▸ Exercise brief
Among the lines below, list those containing the string "these".

▸ Information shown
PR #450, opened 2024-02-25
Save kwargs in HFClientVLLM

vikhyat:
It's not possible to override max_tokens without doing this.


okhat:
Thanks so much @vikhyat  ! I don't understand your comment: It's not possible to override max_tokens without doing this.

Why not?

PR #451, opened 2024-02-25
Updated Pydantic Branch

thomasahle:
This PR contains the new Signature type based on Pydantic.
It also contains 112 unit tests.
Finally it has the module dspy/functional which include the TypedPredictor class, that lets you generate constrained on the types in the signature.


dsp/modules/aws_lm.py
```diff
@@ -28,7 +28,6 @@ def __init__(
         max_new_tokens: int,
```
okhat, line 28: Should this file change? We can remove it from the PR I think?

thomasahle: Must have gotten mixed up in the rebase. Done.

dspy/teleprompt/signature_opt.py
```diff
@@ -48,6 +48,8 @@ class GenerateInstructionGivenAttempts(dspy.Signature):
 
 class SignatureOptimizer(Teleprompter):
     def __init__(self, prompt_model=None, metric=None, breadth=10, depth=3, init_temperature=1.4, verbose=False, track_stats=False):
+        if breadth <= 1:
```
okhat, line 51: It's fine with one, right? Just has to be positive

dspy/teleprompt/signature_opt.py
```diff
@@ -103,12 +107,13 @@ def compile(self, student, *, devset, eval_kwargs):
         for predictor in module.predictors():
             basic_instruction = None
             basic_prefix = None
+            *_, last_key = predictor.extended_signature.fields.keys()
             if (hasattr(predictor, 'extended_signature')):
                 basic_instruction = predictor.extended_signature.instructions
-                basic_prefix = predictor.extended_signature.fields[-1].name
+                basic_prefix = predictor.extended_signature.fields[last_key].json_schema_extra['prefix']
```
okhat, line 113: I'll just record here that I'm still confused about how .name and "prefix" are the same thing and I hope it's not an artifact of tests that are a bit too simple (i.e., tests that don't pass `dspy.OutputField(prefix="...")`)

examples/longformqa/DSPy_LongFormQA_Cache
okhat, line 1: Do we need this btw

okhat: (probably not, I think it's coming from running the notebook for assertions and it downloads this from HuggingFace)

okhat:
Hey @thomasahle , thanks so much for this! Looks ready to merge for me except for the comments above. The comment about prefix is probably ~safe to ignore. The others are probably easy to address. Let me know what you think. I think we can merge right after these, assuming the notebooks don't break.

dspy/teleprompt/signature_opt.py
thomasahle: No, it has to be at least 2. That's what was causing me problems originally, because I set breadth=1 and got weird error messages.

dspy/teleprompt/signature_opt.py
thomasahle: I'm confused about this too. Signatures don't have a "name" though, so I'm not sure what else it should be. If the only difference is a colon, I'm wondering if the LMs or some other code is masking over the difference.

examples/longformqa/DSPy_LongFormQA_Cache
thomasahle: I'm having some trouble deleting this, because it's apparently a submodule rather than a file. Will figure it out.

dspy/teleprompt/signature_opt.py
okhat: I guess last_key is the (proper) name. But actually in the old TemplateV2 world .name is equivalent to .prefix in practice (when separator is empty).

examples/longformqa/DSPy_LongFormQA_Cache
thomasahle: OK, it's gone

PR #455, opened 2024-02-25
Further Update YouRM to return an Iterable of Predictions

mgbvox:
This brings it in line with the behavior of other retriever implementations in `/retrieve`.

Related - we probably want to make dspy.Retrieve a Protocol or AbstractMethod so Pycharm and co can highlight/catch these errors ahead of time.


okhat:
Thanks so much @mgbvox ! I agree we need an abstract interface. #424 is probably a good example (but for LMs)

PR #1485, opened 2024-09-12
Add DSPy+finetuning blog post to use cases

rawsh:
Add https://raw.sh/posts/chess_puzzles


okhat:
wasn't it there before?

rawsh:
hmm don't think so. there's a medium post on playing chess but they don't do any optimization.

* * *

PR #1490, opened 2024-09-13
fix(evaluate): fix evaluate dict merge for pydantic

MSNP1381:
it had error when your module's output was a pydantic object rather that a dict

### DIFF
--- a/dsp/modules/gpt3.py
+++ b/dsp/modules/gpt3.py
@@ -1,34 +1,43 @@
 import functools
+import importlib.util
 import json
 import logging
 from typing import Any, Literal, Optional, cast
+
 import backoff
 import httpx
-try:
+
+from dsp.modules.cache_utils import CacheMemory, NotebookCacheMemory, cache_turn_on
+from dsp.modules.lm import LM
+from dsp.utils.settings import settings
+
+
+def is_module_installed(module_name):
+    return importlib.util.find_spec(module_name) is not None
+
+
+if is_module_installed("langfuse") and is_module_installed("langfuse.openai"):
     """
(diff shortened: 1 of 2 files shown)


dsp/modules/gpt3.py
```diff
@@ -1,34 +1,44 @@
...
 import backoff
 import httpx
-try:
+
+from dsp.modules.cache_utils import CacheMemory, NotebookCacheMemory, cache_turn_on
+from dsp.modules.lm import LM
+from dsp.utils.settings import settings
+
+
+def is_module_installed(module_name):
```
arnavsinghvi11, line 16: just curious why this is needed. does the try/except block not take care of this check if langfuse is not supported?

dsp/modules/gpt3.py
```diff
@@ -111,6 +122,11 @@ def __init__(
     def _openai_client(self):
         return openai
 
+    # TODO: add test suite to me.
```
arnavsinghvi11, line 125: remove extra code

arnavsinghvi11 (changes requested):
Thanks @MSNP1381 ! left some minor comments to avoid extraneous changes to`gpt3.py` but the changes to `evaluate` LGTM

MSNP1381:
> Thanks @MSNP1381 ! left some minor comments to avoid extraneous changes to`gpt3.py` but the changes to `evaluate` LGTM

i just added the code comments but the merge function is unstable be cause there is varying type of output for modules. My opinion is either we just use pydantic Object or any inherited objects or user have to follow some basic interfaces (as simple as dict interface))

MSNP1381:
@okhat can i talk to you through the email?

...

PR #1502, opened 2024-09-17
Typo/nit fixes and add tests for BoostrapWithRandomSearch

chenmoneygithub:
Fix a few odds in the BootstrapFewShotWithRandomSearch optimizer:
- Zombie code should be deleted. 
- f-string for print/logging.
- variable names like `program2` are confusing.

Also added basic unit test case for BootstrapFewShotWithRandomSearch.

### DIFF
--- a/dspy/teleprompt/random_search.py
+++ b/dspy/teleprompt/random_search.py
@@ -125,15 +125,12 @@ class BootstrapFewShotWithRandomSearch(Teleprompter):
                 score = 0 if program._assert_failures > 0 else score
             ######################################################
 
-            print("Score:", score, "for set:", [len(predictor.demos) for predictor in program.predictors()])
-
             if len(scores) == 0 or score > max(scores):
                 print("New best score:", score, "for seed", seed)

▸ Output of the task
Hey @thomasahle , thanks so much for this! Looks ready to merge for me except for the comments above. The comment about prefix is probably ~safe to ignore. The others are probably easy to address. Let me know what you think. I think we can merge right after these, assuming the notebooks don't break.
Related - we probably want to make dspy.Retrieve a Protocol or AbstractMethod so Pycharm and co can highlight/catch these errors ahead of time.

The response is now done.